Пэкстон провел ее в самое нутро ржавого гиганта, остановился, извлек неизвестно откуда какие-то картонки и соорудил сиденье.
– Откуда это здесь? – спросила Мара.
– Специально для нас припас.
– Но откуда…
– Знал. – От его взгляда у Мары закипела кровь. – Ты когда-нибудь абсент пробовала?
Ингредиентов, которые он достал из рюкзака, хватило бы на пару научных опытов.
Мара дрожала. Страх дразнил ее, покалывал иголочками. «Он опасен, – думала она, – надо уходить, бежать сейчас, пока не поздно». Но не могла.
– Нет. А что это?
– Волшебство в бутылке.
Он расставил стаканчики и бутылки и принялся совершать колдовской ритуал, в котором задействовал ложки, кубики сахара и воду. По мере того как сахар растворялся, жидкость меняла цвет, делалась непрозрачной, молочно-зеленой. Пэкстон протянул ей стаканчик. Мара неуверенно смотрела на жидкость.
– Доверься мне.
Нет, нельзя.
И все же Мара медленно поднесла стаканчик к губам и сделала глоток.
– Ой, – удивилась она, – как черная лакрица. Сладко.
Стаканчик медленно пустел, а ночь наполнялась жизнью. Ветер сдувал волосы ей на глаза, волны разбивались о берег, ржавый металл скрипел и стонал.

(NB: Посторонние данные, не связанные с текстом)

Issue #3968, opened 2022-11-29
`automate-changelog-PR` workflow works but returns an error


mguaypaq:
See [this run of the workflow](https://github.com/spinalcordtoolbox/spinalcordtoolbox/actions/runs/3570136396), and several previous ones, which has this error message:
> Invalid request. For 'properties/milestone', 5.8 is not an integer, string, or null.

I suspect this is caused by the change from version `5.3.0`, which would parse as a string, and version `5.4`, which would parse as a floating point number.

The workflow still works fine, so this is low priority, but it still bugs me a bit.

PR #3990, opened 2023-01-06
Use milestone due date

mguaypaq:
This is a follow-up to [changelog#33](https://github.com/neuropoly/changelog/pull/33), to use the new command-line flag `--use-milestone-due-date`, so that the changelog text refers to the planned release date, rather than whatever date the draft is created on.

### DIFF
--- a/.github/workflows/automate-changelog-PR.yml
+++ b/.github/workflows/automate-changelog-PR.yml
@@ -27,7 +27,7 @@ jobs:
     - name: Update '${{ github.event.inputs.fname_changelog }}' for '${{ github.event.repository.name }}'
       run: |
         cd ${{ github.event.repository.name }}
-        changelog spinalcordtoolbox/spinalcordtoolbox --update --name "${{ github.event.inputs.fname_changelog }}" --milestone ${{ github.event.inputs.milestone_title }}
+        changelog spinalcordtoolbox/spinalcordtoolbox --update --name "${{ github.event.inputs.fname_changelog }}" --milestone ${{ github.event.inputs.milestone_title }} --use-milestone-due-date
         rm -f "${{ github.event.inputs.fname_changelog }}.bak"
     - name: Create pull request for updated changelog
       uses: peter-evans/create-pull-request@v3


joshuacwnewton (approved):
LGTM!

Also, since we're modifying the changelog workflow file anyway, I'm wondering if this might be a good time to fix that pesky bug that was causing errors for float-like milestone names (`X.Y`)? --> https://github.com/spinalcordtoolbox/spinalcordtoolbox/issues/3968

mguaypaq:
> Also, since we're modifying the changelog workflow file anyway, I'm wondering if this might be a good time to fix that pesky bug that was causing errors for float-like milestone names (`X.Y`)? --> #3968

I think that's out of scope for this PR. There are still a lot of unknowns for me to figure out before I can fix #3968:
* Should we upgrade the [create-pull-request](https://github.com/marketplace/actions/create-pull-request) action from v3 to v4? I'd have to review the changelog to see what changed, and carefully read our workflow script to see if we're affected. Also, v3 is running on Node.js 12, which is [deprecated and will be removed next summer](https://github.blog/changelog/2022-09-22-github-actions-all-actions-will-begin-running-on-node16-instead-of-node12/).
* How is the milestone argument actually passed through all the layers of indirection?
  * The workflow file is YAML, and I'm not sure what the quoting and/or escaping and/or number interpretation rules are for that.
  * Plus, how does Github Actions supply the value? Is it just string-interpolating the YAML file? Or something else?
  * This is passed to Node.js, somehow. Does Node.js do anything funny? Is the shell involved in-between somewhere?
  * It looks like this is handled by a third-party library instead of directly by the action?
  * The [Github REST API for updating an issue / pull request](https://docs.github.com/en/rest/issues/issues?apiVersion=2022-11-28#update-an-issue) says that the `milestone` can be null or string or integer, but how is the string interpreted? According to the [json schema for milestones](https://docs.github.com/en/rest/issues/milestones?apiVersion=2022-11-28#list-milestones), some likely candidates would be `node_id` (an opaque string) or `title`, but there are others.
  * Besides, it's not clear that the Github Action would even let us pass a string, because [somewhere along the line](https://github.com/peter-evans/create-pull-request/blob/v3/src/main.ts#L27), the value seems to go through `Number()` coercion.
* How about just using the [Github CLI](https://github.com/cli/cli#github-actions) directly instead, which is available on Github Actions runners already? I feel like I could understand and debug that more easily than any Node.js action.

Она уже почти расправилась со вторым стаканом, когда Пэкстон взял ее ладонь. Его пальцы двинулись наверх, по нежной коже запястья, к первому серебристо-белому шраму.
– Кровь такая прекрасная. Она очищает. А больно всего секунду – и это чудесная секунда. После боль уходит.
Мара затаила дыхание. Абсент умиротворял, освобождал голову от мыслей, и Мара, заблудившаяся между явью и фантазией, смотрела в золотистые глаза Пэкстона и понимала: он знает. Наконец-то ей встретился тот, кто видит ее.
– А ты когда начал?
– После того, как сестра умерла.
– Что с ней случилось? – осторожно спросила Мара.
– Неважно, – ответил он, и его слова откликнулись в ее душе бесконечным пониманием.
У Мары тоже вечно допытывались, что случилось с ее матерью, словно есть разница, от чего она умерла – от рака, или инфаркта, или погибла в автокатастрофе.
– Она умирала, а я обнимал ее, вот что важно, а после я смотрел, как ее закапывают в землю.
Мара подалась к нему. Пэкс удивленно посмотрел на нее, словно и забыл о ее присутствии.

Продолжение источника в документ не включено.